───── Source data ─────
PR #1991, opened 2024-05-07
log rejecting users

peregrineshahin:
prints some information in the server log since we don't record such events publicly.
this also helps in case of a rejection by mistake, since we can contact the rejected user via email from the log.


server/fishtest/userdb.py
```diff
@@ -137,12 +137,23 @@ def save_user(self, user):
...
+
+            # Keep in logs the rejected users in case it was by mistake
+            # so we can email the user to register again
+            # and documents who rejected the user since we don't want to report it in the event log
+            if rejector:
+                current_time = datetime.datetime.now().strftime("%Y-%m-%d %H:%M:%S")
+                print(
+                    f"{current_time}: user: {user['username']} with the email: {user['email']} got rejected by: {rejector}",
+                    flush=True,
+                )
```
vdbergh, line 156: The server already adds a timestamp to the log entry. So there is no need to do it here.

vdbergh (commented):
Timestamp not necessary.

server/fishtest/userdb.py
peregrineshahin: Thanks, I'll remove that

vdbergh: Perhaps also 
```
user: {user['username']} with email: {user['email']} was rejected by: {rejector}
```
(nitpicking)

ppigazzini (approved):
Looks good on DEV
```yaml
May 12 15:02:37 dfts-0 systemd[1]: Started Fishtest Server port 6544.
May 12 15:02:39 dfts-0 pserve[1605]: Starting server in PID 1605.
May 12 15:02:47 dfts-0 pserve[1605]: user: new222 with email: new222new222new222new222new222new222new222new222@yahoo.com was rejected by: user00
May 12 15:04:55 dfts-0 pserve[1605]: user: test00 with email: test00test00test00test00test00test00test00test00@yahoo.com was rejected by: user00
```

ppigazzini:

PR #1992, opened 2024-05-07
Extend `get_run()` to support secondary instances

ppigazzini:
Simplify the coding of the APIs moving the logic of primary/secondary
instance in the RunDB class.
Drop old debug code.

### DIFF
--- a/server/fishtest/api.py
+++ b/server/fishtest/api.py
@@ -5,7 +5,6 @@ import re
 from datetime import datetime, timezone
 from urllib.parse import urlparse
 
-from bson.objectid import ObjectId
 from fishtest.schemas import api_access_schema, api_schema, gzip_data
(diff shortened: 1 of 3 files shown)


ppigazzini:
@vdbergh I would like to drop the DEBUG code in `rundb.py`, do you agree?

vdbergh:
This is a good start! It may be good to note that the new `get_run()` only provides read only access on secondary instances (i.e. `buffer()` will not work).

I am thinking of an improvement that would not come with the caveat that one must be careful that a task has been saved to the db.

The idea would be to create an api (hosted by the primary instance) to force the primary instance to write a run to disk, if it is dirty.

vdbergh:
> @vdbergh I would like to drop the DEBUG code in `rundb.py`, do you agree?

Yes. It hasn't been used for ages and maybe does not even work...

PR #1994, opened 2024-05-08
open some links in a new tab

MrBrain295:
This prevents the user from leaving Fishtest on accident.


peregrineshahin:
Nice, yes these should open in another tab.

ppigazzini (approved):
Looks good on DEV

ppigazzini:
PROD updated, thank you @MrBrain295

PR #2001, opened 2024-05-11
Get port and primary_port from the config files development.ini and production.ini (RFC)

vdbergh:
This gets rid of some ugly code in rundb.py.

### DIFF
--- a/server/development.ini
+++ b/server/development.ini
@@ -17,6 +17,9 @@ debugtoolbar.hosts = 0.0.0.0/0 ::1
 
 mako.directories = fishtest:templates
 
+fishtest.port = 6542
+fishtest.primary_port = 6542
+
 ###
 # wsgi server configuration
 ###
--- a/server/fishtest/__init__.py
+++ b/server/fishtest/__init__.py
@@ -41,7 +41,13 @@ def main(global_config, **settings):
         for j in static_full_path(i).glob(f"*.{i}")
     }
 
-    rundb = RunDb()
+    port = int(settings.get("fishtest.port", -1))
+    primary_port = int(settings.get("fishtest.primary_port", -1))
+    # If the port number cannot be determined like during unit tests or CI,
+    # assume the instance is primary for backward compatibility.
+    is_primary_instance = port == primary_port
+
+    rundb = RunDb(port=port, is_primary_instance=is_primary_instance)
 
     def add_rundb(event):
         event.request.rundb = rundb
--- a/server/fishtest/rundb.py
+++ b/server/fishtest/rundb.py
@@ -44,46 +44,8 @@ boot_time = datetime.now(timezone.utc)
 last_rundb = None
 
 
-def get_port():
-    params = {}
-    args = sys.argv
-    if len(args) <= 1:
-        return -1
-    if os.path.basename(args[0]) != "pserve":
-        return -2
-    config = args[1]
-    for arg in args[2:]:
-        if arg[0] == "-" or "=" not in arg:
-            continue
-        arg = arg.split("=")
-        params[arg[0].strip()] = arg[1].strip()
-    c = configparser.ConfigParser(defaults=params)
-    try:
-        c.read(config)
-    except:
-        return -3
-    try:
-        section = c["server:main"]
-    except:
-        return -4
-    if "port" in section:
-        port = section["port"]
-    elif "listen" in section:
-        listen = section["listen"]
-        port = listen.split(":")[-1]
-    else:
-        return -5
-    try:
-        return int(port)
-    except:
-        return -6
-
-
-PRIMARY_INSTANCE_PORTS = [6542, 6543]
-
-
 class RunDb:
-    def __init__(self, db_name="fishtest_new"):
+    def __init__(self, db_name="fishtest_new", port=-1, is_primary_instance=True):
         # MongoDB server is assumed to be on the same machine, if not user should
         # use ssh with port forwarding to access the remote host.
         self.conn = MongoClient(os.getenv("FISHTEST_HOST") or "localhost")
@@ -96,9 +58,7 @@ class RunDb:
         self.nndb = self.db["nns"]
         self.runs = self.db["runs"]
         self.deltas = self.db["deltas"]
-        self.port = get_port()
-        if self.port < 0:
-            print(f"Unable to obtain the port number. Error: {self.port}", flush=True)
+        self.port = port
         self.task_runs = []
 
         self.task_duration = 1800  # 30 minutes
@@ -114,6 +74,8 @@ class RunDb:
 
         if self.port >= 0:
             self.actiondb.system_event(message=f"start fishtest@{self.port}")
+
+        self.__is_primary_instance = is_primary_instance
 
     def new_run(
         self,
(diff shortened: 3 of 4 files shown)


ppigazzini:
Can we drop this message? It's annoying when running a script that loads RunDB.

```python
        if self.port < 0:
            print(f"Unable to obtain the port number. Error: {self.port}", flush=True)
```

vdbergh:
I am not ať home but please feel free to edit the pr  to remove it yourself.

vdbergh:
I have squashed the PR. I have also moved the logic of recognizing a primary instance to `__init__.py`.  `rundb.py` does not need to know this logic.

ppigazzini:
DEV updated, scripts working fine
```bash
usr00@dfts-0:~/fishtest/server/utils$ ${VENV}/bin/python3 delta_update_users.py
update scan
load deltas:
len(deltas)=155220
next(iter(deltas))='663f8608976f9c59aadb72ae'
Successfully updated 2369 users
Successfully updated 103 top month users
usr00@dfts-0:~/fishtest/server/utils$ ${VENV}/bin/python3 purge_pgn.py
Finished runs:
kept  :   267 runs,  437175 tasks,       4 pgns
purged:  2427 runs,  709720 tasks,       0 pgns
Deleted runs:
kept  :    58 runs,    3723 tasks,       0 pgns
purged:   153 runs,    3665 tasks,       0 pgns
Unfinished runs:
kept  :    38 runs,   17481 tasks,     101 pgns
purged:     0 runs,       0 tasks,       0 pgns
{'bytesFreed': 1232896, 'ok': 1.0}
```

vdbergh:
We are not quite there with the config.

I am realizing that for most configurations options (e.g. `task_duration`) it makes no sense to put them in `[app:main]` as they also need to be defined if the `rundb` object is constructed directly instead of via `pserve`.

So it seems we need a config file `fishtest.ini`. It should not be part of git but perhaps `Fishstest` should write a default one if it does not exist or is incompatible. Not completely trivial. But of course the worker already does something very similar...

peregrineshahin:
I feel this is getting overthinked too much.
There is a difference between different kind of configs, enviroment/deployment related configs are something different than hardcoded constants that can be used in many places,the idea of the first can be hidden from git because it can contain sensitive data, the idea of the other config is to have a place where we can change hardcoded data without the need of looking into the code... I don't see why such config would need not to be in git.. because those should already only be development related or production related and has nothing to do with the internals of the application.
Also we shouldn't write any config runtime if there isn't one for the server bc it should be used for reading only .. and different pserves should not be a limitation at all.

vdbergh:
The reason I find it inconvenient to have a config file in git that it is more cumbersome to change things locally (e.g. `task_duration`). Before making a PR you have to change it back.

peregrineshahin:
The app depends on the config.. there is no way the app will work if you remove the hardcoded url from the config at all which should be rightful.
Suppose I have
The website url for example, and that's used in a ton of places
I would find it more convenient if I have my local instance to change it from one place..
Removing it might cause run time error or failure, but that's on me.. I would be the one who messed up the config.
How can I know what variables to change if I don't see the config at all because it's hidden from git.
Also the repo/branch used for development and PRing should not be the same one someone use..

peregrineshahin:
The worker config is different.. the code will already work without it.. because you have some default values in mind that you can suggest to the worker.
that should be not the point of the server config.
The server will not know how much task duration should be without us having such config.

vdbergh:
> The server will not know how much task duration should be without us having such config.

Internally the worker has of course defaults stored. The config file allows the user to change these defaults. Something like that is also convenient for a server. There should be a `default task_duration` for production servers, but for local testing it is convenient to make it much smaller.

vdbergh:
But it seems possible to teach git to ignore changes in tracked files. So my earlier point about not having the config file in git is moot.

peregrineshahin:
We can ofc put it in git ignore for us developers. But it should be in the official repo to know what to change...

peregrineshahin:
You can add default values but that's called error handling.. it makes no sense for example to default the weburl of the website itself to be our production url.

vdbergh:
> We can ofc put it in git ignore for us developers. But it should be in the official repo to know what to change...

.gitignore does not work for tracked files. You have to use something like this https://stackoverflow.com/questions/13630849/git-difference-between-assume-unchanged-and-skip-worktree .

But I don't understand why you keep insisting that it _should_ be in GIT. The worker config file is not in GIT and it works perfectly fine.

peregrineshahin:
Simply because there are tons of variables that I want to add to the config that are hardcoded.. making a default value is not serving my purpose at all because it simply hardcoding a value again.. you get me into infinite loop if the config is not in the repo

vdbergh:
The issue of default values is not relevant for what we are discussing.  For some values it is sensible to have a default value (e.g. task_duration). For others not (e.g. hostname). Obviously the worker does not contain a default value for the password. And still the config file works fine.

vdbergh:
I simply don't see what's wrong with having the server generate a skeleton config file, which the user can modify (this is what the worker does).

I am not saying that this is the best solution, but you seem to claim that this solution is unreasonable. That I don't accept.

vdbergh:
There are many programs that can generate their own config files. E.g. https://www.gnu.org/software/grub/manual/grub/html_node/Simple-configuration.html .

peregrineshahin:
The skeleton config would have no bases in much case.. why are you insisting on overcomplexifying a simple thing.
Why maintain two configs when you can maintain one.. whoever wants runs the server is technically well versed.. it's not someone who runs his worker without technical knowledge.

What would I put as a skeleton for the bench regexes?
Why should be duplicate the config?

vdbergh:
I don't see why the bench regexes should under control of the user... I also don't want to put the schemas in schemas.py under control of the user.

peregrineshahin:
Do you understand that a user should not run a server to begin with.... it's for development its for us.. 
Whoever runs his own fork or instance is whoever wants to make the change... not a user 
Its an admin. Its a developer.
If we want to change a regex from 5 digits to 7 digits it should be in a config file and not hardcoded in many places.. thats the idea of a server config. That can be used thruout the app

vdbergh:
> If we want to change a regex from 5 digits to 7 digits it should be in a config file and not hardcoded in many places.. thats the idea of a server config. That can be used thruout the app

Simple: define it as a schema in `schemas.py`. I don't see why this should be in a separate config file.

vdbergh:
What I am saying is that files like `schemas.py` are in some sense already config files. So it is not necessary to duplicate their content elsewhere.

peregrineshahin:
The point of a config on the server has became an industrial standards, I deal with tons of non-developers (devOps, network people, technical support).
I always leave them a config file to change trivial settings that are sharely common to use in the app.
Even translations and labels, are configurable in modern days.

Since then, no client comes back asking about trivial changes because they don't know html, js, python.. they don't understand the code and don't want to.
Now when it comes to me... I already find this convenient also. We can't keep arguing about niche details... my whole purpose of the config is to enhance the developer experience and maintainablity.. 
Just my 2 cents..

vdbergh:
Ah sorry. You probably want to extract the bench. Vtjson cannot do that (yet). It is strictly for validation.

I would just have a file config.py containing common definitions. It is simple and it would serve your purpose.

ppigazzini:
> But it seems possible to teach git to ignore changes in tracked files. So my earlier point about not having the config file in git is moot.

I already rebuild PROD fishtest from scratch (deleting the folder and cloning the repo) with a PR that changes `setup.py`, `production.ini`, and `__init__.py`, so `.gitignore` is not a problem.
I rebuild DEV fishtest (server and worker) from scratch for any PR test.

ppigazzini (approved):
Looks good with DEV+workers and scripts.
─────
**Your objective**
Lines with "listen" in the records: how many are there? Give only the number.

**Response**
3